We start with a certain point of cost

```
p0 = [zeros(d)...,1.0]
f(M,p0)
```

`444.60374551157634`

Then we can run our first solver, where we have to overwrite a few defaults, which would use functions we do not (yet) have. We will discuss these in the next steps.

```
q1 = gradient_descent(M, f, grad_f, p0;
retraction_method = ProjectionRetraction(), # state, that we use the retraction from above
stepsize = DecreasingStepsize(M; length=1.0), # A simple step size
stopping_criterion = StopAfterIteration(10), # A simple stopping crtierion
X = zeros(d+1), # how we define/represent tangent vectors
)
f(M,q1)
```

`162.4000287847332`

We at least see, that the function value decreased.

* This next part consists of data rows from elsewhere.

PR #502, opened 2023-05-24
more testing for mtfnam

jbathegit:
Part of #445

### DIFF
--- a/src/mtinfo.f
+++ b/src/mtinfo.f
@@ -43,7 +43,6 @@ C> @author J. Ator @date 2009-03-23
 
       CHARACTER*(*) CMTDIR
 
-      CHARACTER*128 BORT_STR
       CHARACTER*240 MTDIR
 
 C-----------------------------------------------------------------------
--- a/src/mtinfo.f
+++ b/src/mtinfo.f
@@ -63,7 +63,6 @@ C  ---------------------
       ENDIF
 
       CALL STRSUC ( CMTDIR, MTDIR, LMTD )
-      IF ( LMTD .LT. 0 ) GOTO 900
 
       LUN1 = LUNMT1
       LUN2 = LUNMT2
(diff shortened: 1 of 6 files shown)


src/mtinfo.f
```diff
@@ -72,6 +70,4 @@ RECURSIVE SUBROUTINE MTINFO ( CMTDIR, LUNMT1, LUNMT2 )
 C  -----
 
       RETURN
-900   BORT_STR = 'BUFRLIB: MTINFO - BAD INPUT MASTER TABLE DIRECTORY:'
```
AlexanderRichert-NOAA, line 75: Is removing these lines related to testing or something else?

jbathegit: I was trying to test for this in test_bort.  But I quickly realized that, with the changes to strsuc in #406, it's no longer possible for that routine to return with LMTD<0, which in turn means that lines 75 and 76 can no longer be reached within this routine.

I could have changed the if test to LMTD<=0, but I realized that whatever values get returned for MTDIR and LMTD will always be quickly checked anyway (via an inquire statement inside of subroutine mtfnam), so this check in strsuc is now basically superfluous and can be removed.

AlexanderRichert-NOAA (approved):

jack-woollen:
Jeff

I just got this from cloning/compiling a bufrlib branch on wc2.

/lfs/h2/emc/global/noscrub/Jack.Woollen/cris-fix/NCEPLIBS-bufr/test/test_misc.F90(207):
error #6345: Either a PAUSE, STOP or ERROR STOP statement has an invalid
argument.
    if ( (iret .ne. 0) .or. (igetprm(trim(prms(i))) .ne. 42+i) ) stop 800+i

It doesn't like stop 800+i !

Jack

AlexanderRichert-NOAA:
Ah dang it, that was me. I forgot some compilers/fortran versions don't like that. I'm looking at this file right now so I'll fix it while I'm at it.

jbathegit:
Hey Jack, just curious - what compiler were you trying to use on WC2?  If it was the Intel compiler, then it's surprising that this hasn't already cropped up during the GitHub CI runner testing.

In short, I agree we need to get this fixed, but just wondering why it never showed up in the CI test for Intel?  More of a curiosity as much as anything.

PR #504, opened 2023-05-26
Add test coverage; fix test_misc 'stop' issue

AlexanderRichert-NOAA:


jbathegit:
This looks fine, and thanks for this @AlexanderRichert-NOAA , but could you or @jack-woollen please remind me what compiler has a problem with a non-constant argument to the "stop" command?  Is it the Intel compiler on WCOSS2, and if so I wonder why this has never shown up with the Intel test under the GitHub CI runner?

jbathegit (approved):

jack-woollen:
This is the fortran version on wcoss2 that doesn't like variable stop values.  intel/19.1.3.304

PR #509, opened 2023-06-02
exit gracefully from bad replication factor in usrtpl

### LINKED ISSUE #495: BUFRLIB: RDMSGW - SKIPPING CORRUPTED MESSAGE
@ilianagenkova @jbathegit @jack-woollen  @ am seeing this error in the satellite ingest logs. Please check here:
4;m[clogin07 /lfs/h2/emc/obsproc/noscrub/sudhir.nadiga/CRIS/ingest_logs]$ ls -l tranjb_ingest_cris_fsr_431.out
-rw-r--r-- 1 sudhir.nadiga obsproc 9930707 May  8 03:42 tranjb_ingest_cris_fsr_431.out

Running go_chkdat on the tank for that day also shows this error. This may be related on problems that the GSI
is having reading the files. Andrew is reporting this error:
/scratch1/NCEPDEV/stmp2/Andrew.Collard/ROTDIRS/v16.3.5_n21_cris/logs/2023040418/gdasanal.log.4
The error is on line 14998:
 ***********BUFR ARCHIVE LIBRARY ABORT**************
 BUFRLIB: USRTPL - REPLICATION FACTOR OVERFLOW (EXCEEDS MAXIMUM OF   255 ({GCRCHN}  )
***********BUFR ARCHIVE LIBRARY ABORT**************

We will begin investigating this error now, and we hope to find a sturdy solution. Any help from Jack and Jeff is welcome. 

Jack had emailed a temporary solution. 

-------------------------- JACK WOOLLEN TEMPORARY SOLUTION --------------------------------------
After puzzling over the corrupted message warnings, it turns out they are being generated when tranjb is reading through the tank file in order to append new data onto the end. In other words, there is pre-existing garbage in the tank files, probably left over from failed runs during testing. I notice a number of tranjb aborts among the logs. Garbage in a tank can be removed easily! The script example below shows how. If you run it twice you will see the garbage has disappeared.

Jack

set -euax
clean=/lfs/h2/emc/global/noscrub/Jack.Woollen/jwfork/build/utils/split_by_subset
tank=/lfs/h2/emc/obsproc/noscrub/sudhir.nadiga/SCRIPTDIR/SEMIOPS/TEMPNEW/20220803/b021/xx223
rm -f NC021223; $clean $tank; mv NC021223 $tank

----------------------------------------------------------------------------------------------------------------

We can first try to see if this solves the problem for Andrew and if we can incorporate it in the satingest code. 
Any alternate solutions (e.g., increasing the default value for the problematic bufrlib variable) can also be
investigated.

jbathegit:
Fixes #495


src/usrtpl.f
```diff
@@ -186,10 +187,12 @@ SUBROUTINE USRTPL(LUN,INVN,NBMP)
       CALL BORT(BORT_STR)
 904   WRITE(BORT_STR,'("BUFRLIB: USRTPL - REPLICATION FACTOR OVERFLOW'//
      . ' (EXCEEDS MAXIMUM OF",I6," (",A,")")') JVAL,TAG(NODI)
-      CALL BORT(BORT_STR)
+      call errwrt(bort_str)
```
AlexanderRichert-NOAA, line 190: Is there a short/simple answer to why this returns a code as opposed calling bort as in the other cases? Is it to do with the context of the failure in operations (i.e. the calling programming needs to keep running)?

jbathegit: Yes, as noted in #495, this particular error stopped the operational GSI code dead in its tracks, so we needed to trap and move past that error without aborting the program.

As noted in https://github.com/NOAA-EMC/NCEPLIBS-bufr/discussions/340, we have a longer-term goal to refactor the library so that it never aborts an application program.  But that will be a longer-term task, so for now this PR can be viewed as a prototype for one way we might go about doing that.

AlexanderRichert-NOAA (approved):

PR #515, opened 2023-07-19
Update python/CMakeLists.txt to fix Python version

climbfuji:
The current logic in `python/CMakeLists.txt` detects incorrect Python versions. `3.10` gets truncated to `3.1`.

This fixes it


jbathegit (approved):

climbfuji:
Thanks @jbathegit for merging this, and if you could please notify us when you have a new release to add to spack, that would be greatly appreciated.

PR #523, opened 2023-09-13
final updates for new release 12.0.1

### LINKED ISSUE #516: wrong name for tarball
I don't know how it happened but the 12.0.0 tarball is named: NCEPLIBS-bufr-bufr_v12.0.0.tar.gz 

Let's make sure the next release has the correct style of name: NCEPLIBS-bufr-12.0.0.tar.gz is what I expected.

I don;t believe we should change the 12.0.0 tarball, but make sure this is right for the next release.

@AlexanderRichert-NOAA for the current bufr release in spack we have:

    url = "https://github.com/NOAA-EMC/NCEPLIBS-bufr/archive/refs/tags/bufr_v11.5.0.tar.gz"

So this needs to be updated and also the new incorrect tarball name needs to be accomodated. I'm not sure how to do that, and perhaps we should fix the existing tarball name - what do you think Alex?

### LINKED ISSUE #521: Need new release tag for c readlc extension.
Unfortunately we will need a new release tag so that the readlc extension can be made available via the various software stacks. It could just be version 12.0.1 or something as the change is very minor.

Please see: https://github.com/NOAA-EMC/NCEPLIBS-bufr/pull/519

### LINKED ISSUE #522: new release v12.0.1
What needs to be done:

- increment number in VERSION file
- update release notes, in both GitHub and in ReleaseNotes.md
- generate docs and update gh-pages branch with the new html, after first moving the existing html to previous_versions/v12.0.0

jbathegit:
Fixes #516
Fixes #521
Fixes #522


AlexanderRichert-NOAA (approved):

docs/user_guide.md
```diff
@@ -2,6 +2,7 @@
 
 ## Documentation for Previous Versions of NCEPLIBS-bufr
 
+* [NCEPLIBS-bufr-12.0.0](https://noaa-emc.github.io/NCEPLIBS-bufr/previous_versions/v12.0.0/index.html)
```
AlexanderRichert-NOAA, line 5: I assume this URL will exist after the 12.0.1 release?

jbathegit: Yes, once I officially release it and install the documentation (which just got generated in the Developer CI build ;-)

PR #734, opened 2017-06-03
Compatible migrations rails 5

ferblape:
Unexpected

### What does this PR do?

There were two issues with migrations:

- [ ] all of them need to be versioned - http://blog.bigbinary.com/2016/03/01/migrations-are-versioned-in-rails-5.html
- [ ] the format of the schema has changed


ferblape:
Check this @amiedes !

amiedes:
Cool

Issue #721, opened 2017-05-25
GobiertoAttachments model


ferblape:
We are going to implement a new module called `GobiertoAttachments`. This is a cross module that provides attachment features to any resource, such as CMS pages, People, Events... See [how to create a new module](https://github.com/PopulateTools/gobierto/blob/master/docs/developing-module.md)

The basic model of this module is `GobiertoAttachments::Attachment`, with the following attributes:

- `name`: string, not null
- `attachment_type`: string, not null. Ej: PDF, JPG (it can be extracted from the file extension)
- `file_size`: integer, bytes, not null
- `file_name`: string, not null
- `url`: string, not null
- `description`: text
- `current_version`: integer, not null

Relations:

- `versions`: old versions of the attachment (using [paper_trail](https://github.com/airblade/paper_trail)?)
- `attachables`: a has and belongs to many polymorphic relationship

Notes:

- The only change that produces a new version of an attachment is a change in the file. It means:
  - changing the name or the description of a attachment doesn't increases the version
  - changing the file **does** increase the version
  - to track these changes maybe we could store the md5 of the attached file

- It might make sense that this model uses the FileUploadService to upload attachments

PR #737, opened 2017-06-05
721 - GobiertoAttachments::Attachment model

amiedes:
Connects to #721 

### What does this PR do?

* Creates `Attachment` and `Attaching` models, to be used from now on in Gobierto as the default way of using attachments.
* Attachments now support versioning thanks to [paper_trail](https://github.com/airblade/paper_trail)

No


ferblape (approved):
👍

Issue #723, opened 2017-05-26
GobiertoAttachments API


ferblape:
After #721 and for #722 we need an API to integrate with the Vue component of the attachments.

The API will need to:

1. list the attachments of a given site (the last version of the attachment)
2. search attachments
3. upload a new attachment to the site
4. update an attachment
5. remove an attachment
6. associate an attachment to a resource
7. list the attachments of a resource
8. de-associate an attachment to a resource

This will be a private REST API. To authenticate the API we'll use a token, maybe a plain token, or maybe a JSON token.

PR #747, opened 2017-06-09
723 - Attachments admin API

amiedes:
Connects to #723 

### What does this PR do?

Creates simple API to manage attachments and attachings from admin windows.

**NOTE**: The `GobiertoAttachments::Attachment` Algolia index must be created in production.


test/integration/gobierto_admin/gobierto_attachments/api/attachments_test.rb
```diff
@@ -0,0 +1,247 @@
...
+
+        assert_raises ActiveRecord::RecordNotFound do
+          ::GobiertoAttachments::Attachment.find(pdf_attachment.id)
+        end
+      end
+
+      def test_attachments_destroy_error
+        login_admin_for_api(admin)
+
+        unexistent_id = 666
```
ferblape, line 263: :six::six::six:

ferblape:
Good work @amiedes! I have done a quite exhaustive testing with really bad ideas in my mind and everything worked as I expected. 

There are just a few things that need to be improved a bit:

- [x] When an Attachment is going to be created and already exists in the same site other with the same content (same md5) I think we should try to avoid duplicates and return something different to 200 OK. Maybe a validation error and include in the error message the link to the existing resource?

- [x] Capture this exception: https://rollbar.com/fernando/gobierto/items/437/

- [x] Capture this exception (missing file field in the body of the create request): https://rollbar.com/fernando/gobierto/items/436/

- [x] There's no action show in attachments! We should implement it

- [x] This request `http://santboi.gobify.net/admin/attachments/api/attachments?attachable_type=GobiertoCms::Page&attachable_id=8` returns a 200 OK and responds in HTML

app/controllers/gobierto_admin/gobierto_attachments/api/attachments_controller.rb
```diff
@@ -0,0 +1,97 @@
+module GobiertoAdmin
+  module GobiertoAttachments
+    module Api
+      class AttachmentsController < ::GobiertoAdmin::Api::BaseController
+
+        before_action :find_attachable, only: [:index]
+        before_action :find_attachment, only: [:update, :destroy]
+
+        def index
+          if params[:search_string]
```
ferblape: `attachments = if ... elsif .. else`, to avoid the assignment of the variable three times

app/controllers/gobierto_admin/gobierto_attachments/api/attachments_controller.rb
```diff
@@ -0,0 +1,97 @@
...
+            each_serializer: default_serializer
+          )
+        end
+
+        def create
+          attachment = ::GobiertoAttachments::Attachment.new(
+            attachment_params.merge!(site: current_site, file: uploaded_file)
+          )
+
+          attachment.save!
```
ferblape: new + save! = create!, right?

app/controllers/gobierto_admin/gobierto_attachments/api/attachments_controller.rb
```diff
@@ -0,0 +1,97 @@
...
+          attachable_type = params[:attachable_type]
+
+          if attachable_id && attachable_type && ::GobiertoAttachments.permitted_attachable_types.include?(attachable_type)
+            attachable_class = attachable_type.constantize
+            @attachable = attachable_class.find_by!(site: current_site, id: attachable_id)
+          end
+        end
+
+        def uploaded_file
+          @tmp_file = Tempfile.new('attachment_file')
```
ferblape: Why instance variable?

app/controllers/gobierto_admin/gobierto_attachments/api/attachments_controller.rb
```diff
@@ -0,0 +1,97 @@
...
+          @tmp_file.binmode
+          file_content = Base64.decode64(attachment_params[:file])
```
ferblape: We should use `strict_decode64`

ferblape (changes requested):

app/models/gobierto_attachments/attachment.rb
```diff
@@ -1,17 +1,35 @@
...
+
     attr_accessor :file
 
     validates :site, :name, :file_size, :file_name, :file_digest, :url, :current_version, presence: true
 
+    validates :file_digest, uniqueness: {
+      scope: :site_id,
+      message: ->(object, data) do
+        url = object.site.attachments.find_by!(file_digest: object.file_digest).url
+        "not unique (already uploaded at #{url})."
```
ferblape: Translate this message

app/models/gobierto_attachments/attachment.rb
```diff
@@ -24,24 +42,35 @@ def extension
...
+      true
+    end
+
     private
 
     def update_file_attributes
       if file
-        new_digest = Attachment.file_digest(file)
+        if file.size > MAX_FILE_SIZE_IN_BYTES
+          errors.add(:base, "File exceeds max size")
```
ferblape: Translate this message, please

ferblape (changes requested):
We need to translate error messages
Also, we should translate Attachment attributes (file size, file name, file digest...)

amiedes:
@ferblape, does it make sense to make the translations for an admin API, and given that the only reason why the locale is available is because we haven't yet implemented a token-based authorization?

ferblape:
Well, the API should be available with any locale, no matter if it's an admin api. Imagine a customer building their website using Gobierto events, and they want the site to be in Catalan.

ferblape:
Also, consider I'm going to be using the API to display error messages to the administrators in the frontend. If the UI is in Spanish and the error message in English, the experience will be bad.

amiedes:
@ferblape Done!

ferblape (approved):

Issue #710, opened 2017-05-23
New GobiertoBudgets data endpoint


ferblape:
We need a new API endpoint with data for the GobiertoBudgets module.

This endpoint needs to return forecast data from **all available years** and **income / expense** in the following format:

```json
[
{
"id":"34",
"budget_category":"expense",
"level_1":"Producción de bienes públicos de carácter preferente",
"level_2":"Deporte",
"value":151965589.0,
"per_inhabitant":46.54,
"pct_section":0.03,
"pct_diff":0.0,
"year":2010
}
...
]
```

Issue #700, opened 2017-05-17
Bubbles for budget vis home


furilo:

furilo:
A couple of issues: 

- [x] The Turbolinks thing of duplicating the D3 if you use the browser history buttons (its tricky, it happens the second time you go back, not the first one)
- [x] If you click on the Debt bubble, you are redirected to another budget line (https://madrid.gobierto.es/presupuestos/partidas/1/2016/functional/G)

PR #748, opened 2017-06-16
Bubbles visualization

ferblape:
Connects to #700 and #710

### What does this PR do?

This PR implements a new budgets visualization for the homepage of Budgets module

After being released we need to run a task to calculate all the bubbles data for all the municipalities:

```
bin/rails gobierto_budgets:data:bubbles
```


furilo:
@martgnz some things: 

- [x] subtítulo ya no aplica: "Estos son los 5 principales ingresos y gastos de tu municipio."
- [x] falta leyenda para indicar qué significan los colores
- [x] quedamos en cambiar el cursor cuando estuvieses hover el timeline
- [x] when you click on a bubble, it should take you to the budget line
- [x] when you are hovering a bubble, I think we should explain what the up/down means. something like "mas/menos que el año anterior"

martgnz:
This is good to go IMHO! And already in staging 🚀

PR #751, opened 2017-06-20
Census build alternatives

apradillap:
Connects to Document number validation test

### What does this PR do?
- I have tried to eliminate complexity in the method **build_alternatives**
- First, I passed rubocop, then replaced the ifs with case
- I know the change of gsub by tr, decreases performance (https://github.com/JuanitoFatas/fast-ruby#stringgsub-vs-stringtr-code) but thanks to this, I found a bug. For example, "X05104959V" returned:
` 
["X05104959V", "X05104959", "XX51X4959V", "XX51X4959", "005104959V", "005104959", "514959V", "514959", "X05104959", "X05104959V", "X05104959", "005104959V", "005104959", "05104959V", "05104959"]
`
when the right thing had to be
`
 ["X05104959V", "X05104959V", "X05104959V", "X05104959V", "X05104959", "X05104959", "X05104959", "X05104959"] 
`

- I think it would be possible to extract part of the code to a method but the different options makes it inadvisable.

At first I saw it simple but when you get deep to understand it, I think being would be one of the most optimal solutions.

`
bin/rails test test/repositories/census_repository_test.rb
`

No


amiedes:
Thanks @apradillap! 🙌

Issue #772, opened 2017-06-29
Add budgets to global search


furilo:
In order to index Elasticsearch budget lines in Algolia, we're first going to implement the following:

* Add a `destroy` method in `BudgetLine`, which will:
  1. Remove the record from Algolia (use `AlgoliaClient`)
  2. Remove the record from ES
* Add a `save` method in `BudgetLine`, which will:
  1. Index the record in ES
  2. Index the record in Algolia (use `AlgoliaClient`)

Also:

* Create attribute accessors for all columns
* Store the ES mapping, ES index name and ES index type inside `BudgetLine` class methods

¿Maybe use `ActiveModel`?

PR #788, opened 2017-07-07
772 - Permits searching for budget lines in Algolia

amiedes:
Connects to #772 

### What does this PR do?

* Permits indexing instances of `BudgetLine` in Algolia.
* Refactors `BudgetLine` model, moving Elasticsearch-specific behavior to `budget_line_elasticsearch_helpers.rb` and Algolia-specific behavior to `budget_line_algolia_helpers.rb`.
* Provides a Rake task to destroy and reindex all of the `BudgetLine` records indexed in Algolia for a specific site, and reindexes them again.

Budget lines should be searchable by name and description.

### DIFF
--- a/app/assets/javascripts/module-search.js
+++ b/app/assets/javascripts/module-search.js
@@ -44,7 +44,11 @@ $(document).on('turbolinks:load', function() {
       case 'GobiertoCms::Page':
         return I18n.t("layouts.search.page_item");
       case 'GobiertoBudgets::BudgetLine':
-        return I18n.t("layouts.search.budget_line_item");
+        if (d['kind'] === 'I') {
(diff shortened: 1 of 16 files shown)


ferblape:
@amiedes I think we should add if the budget line is a expense or an income for the shake of clarity. It could be "Partida presupuestaria ingreso" and "Partida presupuestaria gasto"

Look at this case in staging:

screen shot 2017-07-10 at 18 54 15

amiedes:
@ferblape  @furilo 👍  BTW, do you want me to also add the budget line level to the search results? This way we can differentiate between budget lines with the same name but different level.

amiedes:
@ferblape  🚀

ferblape:
👍

PR #798, opened 2017-07-13
Don't reduce years on timeline

martgnz:
### What does this PR do?
This PR stops reducing the years available on the timeline when switching to a past year.

Go to the budgets homepage, select a past year with the dropdown and you'll find the new year active, but the timeline is not reduced.


ferblape:
🚀

Issue #754, opened 2017-06-23
CMS / Collections


furilo:
We have to define the features for the next revision of the CMS, focusing on how it matches with the Participation requirements. Things we'll have (let's see afterwards _when_ we do it)

- global news section for participation
- news section inside a group
- probably it makes sense to have a global news section for the site
- an specific module could also be asking for a news section

This takes us to the idea of content collections or buckets. How I think it could work: 

- the basic model for a content piece is the same no matter where it is (be it from a participation group news section or the site global one): 
  - title, content, common editor, attachments, revision history if/when we implement it, placement in menus (when we have it), tags
- each of those sections could be a collection. We'd have a model for collections, which would have references to the individual content pieces it holds, and to the place/section it belongs. ie. The news section for a group/process would be a collection; the general news section of the participation module would be another; the general news section from the site would be another; etc.)
- we'll be aggregating pieces from different collections. Examples: 
  - In the general news section of the participation module we would be showing news from that collection, as well as from the collections from the different groups the module contains. 
  - In a theme page (where we are listing all groups/processes belonging to a group), we would aggregate news from the collections from the different groups the theme contains. Same with agendas and updates.

I think we should only go this way if we truly manage to keep things simple, if not this will be a nightmare soon ;) So lets put an effort into making the simplest scheme possible.

Once we agree on the model, we should think on the interface for admin, ie. where are we providing the UI to add news; if we have a central screen to manage news, or if we provide a news section inside each module/group/etc.

![captura de pantalla 2017-06-23 a las 15 02 11](https://user-images.githubusercontent.com/24740/27483338-404ee32c-5825-11e7-8ad1-a60b5b76769d.png)

Providing a central location will make development simpler, at a cost in the UX; and viceversa. So lets think of a simple way of providing a news section admin UI for each collection in its context. 

This scheme could also share characteristics with what we may do with agendas #753 

cc @ferblape

furilo:
In branch 752-participation-admin-html / Test HTML: https://github.com/PopulateTools/gobierto/pull/785/commits/2b6c64e7efee92a36d53a7c09ab4462a6afff326 

What: 

* [CMS home](http://madrid.gobierto.dev/sandbox/admin_cms): List last edits + collections
* [Collection](http://madrid.gobierto.dev/sandbox/admin_cms): 
  * List pages from that collection (same list as in the CMS now)
  * Collection configuration/new: 
    * Context: where the collection is located (Site would be for general pages, for example)
[...]

PR #799, opened 2017-07-13
[WIP] CMS Collection

apradillap:
Connects to #754


ferblape (approved):
👍 looks good to me!

amiedes (approved):

ferblape (changes requested):
Just a couple of small issues:

screen shot 2017-07-21 at 16 46 23


1 - could you translate the attributes of the collection? (title, slug, container, item type). We use to do this in `config/locales/<module name>/models/<locale>.yml`, for example in GobiertoBudgetsConsultations

2 - why in the container dropdown hasn't any option? Maybe the sites are not yet included in the available containers?

apradillap:
@ferblape I translated ymls relation with collections and issues that I forgot in the previus PR. 
In addition, when selecting a container you can already select sites or issues.

I deployed in staging after several circle failures 😓

ferblape (approved):

PR #805, opened 2017-07-19
Use 2017 data

ferblape:
### What does this PR do?

This PR activates 2017 data


ferblape:
We need to perform a few checks in staging before releasing it.

Issue #753, opened 2017-06-22
Global Agendas prototype


furilo:
We have to think if we are going to adapt current agendas to make them more flexible or create a separate entity, and how it affects the backend.

furilo:
I've added the prototype for the global agendas section in the admin https://github.com/PopulateTools/gobierto/pull/785/commits/cba2928cd61d45546489e203213c498d7f6898ce

**Sidebar**: I've reordered it a little bit: moving CMS to the second block, thus leaving CMS, Agendas, Docs: 

![captura de pantalla 2017-07-07 a las 11 59 58](https://user-images.githubusercontent.com/24740/27953388-e4ba32b8-630b-11e7-8658-f66cac5068f6.png)


[**Agendas** home](http://madrid.gobierto.dev/sandbox/admin_agendas) in the admin: I've followed the same scheme as in CMS #754: last activity around events, and access to agendas. We'll be able to access standalone agendas, or agendas belonging to a module (the Agenda of a person, or the Agenda of a participation group). 

In this last case, we have to decide if we provide the navigation context of agendas or the destination module (in fact, we should also apply the same decision for CMS). I think I balance myself towards providing the destination context, with a link to go back to global agendas if you come from there. Thoughts? This would look like: 

http://madrid.gobierto.dev/sandbox/admin_people_person_agenda?from_global_agendas=true

![captura de pantalla 2017-07-07 a las 12 34 22](https://user-images.githubusercontent.com/24740/27954520-a38032ac-6310-11e7-97c6-c8e6e3147450.png)

(we can iterate on the actual design of that back button)

ferblape:
Given an agenda, or a CMS collection we can know the nearest parent. For example, if an agenda belongs to a person, the nearest parent is the person, and the farthest will be the module the site.

Based on that nearest parent we can build a breadcrumb with the navigation, so 👍 to that double navigation.

furilo:
Mmm... but we probably don't want to offer the double navigation always, only when you are coming from global agendas.

PR #832, opened 2017-07-31
Extract agendas and events to GobiertoAgendas module, integrated with new Collections

ferblape:
Connects to #753

### What does this PR do?

This PR refactors GobiertoPeople::PersonEvent class (and related classes) to a more generic classes, implementing the new GobiertoAgendas module.  This module uses the new GobiertoCommon::Collection abstraction.

It also implements the admin UI to create and manage events in collections.


app/models/gobierto_people/person.rb
```diff
@@ -58,5 +60,28 @@ def attributes_for_slug
       [name]
     end
 
+    def events_collection
+      @events_collection ||= GobiertoCommon::Collection.find_by container: self, item_type: 'GobiertoCalendars::Event'
+    end
+
+    def events
```
amiedes, line 67: @ferblape Random comment: ¿Is it a good idea to memoize this? I haven't checked this, but I'm thinking of a situation when after doing `person.reload` the `@events` variable still holds the previous value because it's not an attribute [see the docs](https://apidock.com/rails/ActiveRecord/Base/reload) about the reload method.

ferblape: Good point, I think you are right!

### Norm and maximal step size.

To use more advanced stopping criteria and step sizes we first need an`inner`

`(M, p, X)`

. We also need a `max_stepsize`

`(M)`

, to avoid having too large steps on positively curved manifolds like our scaled sphere in this example

```
import ManifoldsBase: inner
import Manopt: max_stepsize
inner(M::ScaledSphere, p, X,Y) = dot(X,Y) # inherited from the embedding
# set the maximal allowed stepsize to injectivity radius.
Manopt.max_stepsize(M::ScaledSphere) = M.radius*π
```

Then we can use the default step size (`ArmijoLinesearch`

) and the default stopping criterion, which checks for a small gradient Norm

```
q2 = gradient_descent(M, f, grad_f, p0;
retraction_method = ProjectionRetraction(), # as before
X = zeros(d+1), # as before
)
f(M, q2)
```

`9.772830131357024`

### Making life easier: default retraction and zero vector

To initialize tangent vector memory, the function `zero_vector`

`(M,p)`

is called. Similarly, the most-used retraction is returned by `default_retraction_method`

We can use both here, to make subsequent calls to the solver less verbose. We define

```
import ManifoldsBase: zero_vector, default_retraction_method
zero_vector(M::ScaledSphere, p) = zeros(M.dimension+1)
default_retraction_method(M::ScaledSphere) = ProjectionRetraction()
```

`default_retraction_method (generic function with 20 methods)`

and now we can even just call

```
q3 = gradient_descent(M, f, grad_f, p0)
f(M, q3)
```

`9.772830131357024`

But we for example automatically also get the possibility to obtain debug information like

`gradient_descent(M, f, grad_f, p0; debug = [:Iteration, :Cost, :Stepsize, 25, :GradientNorm, :Stop, "\n"]);`

```
Initial f(x): 444.603746
# 25 f(x): 9.772836s:0.01851892669284175|grad f(p)|:0.027709997662907597
# 50 f(x): 9.772830s:0.01851892669284175|grad f(p)|:0.00035050862606229735
# 75 f(x): 9.772830s:0.01671333134028968|grad f(p)|:3.5186467891885363e-6
The algorithm reached approximately critical point after 81 iterations; the gradient norm (8.510619620990863e-9) is less than 1.0e-8.
```

see How to Print Debug Output for more details.

## Literature

- [Kar77]
- H. Karcher.
*Riemannian center of mass and mollifier smoothing*. Communications on Pure and Applied Mathematics**30**, 509–541 (1977).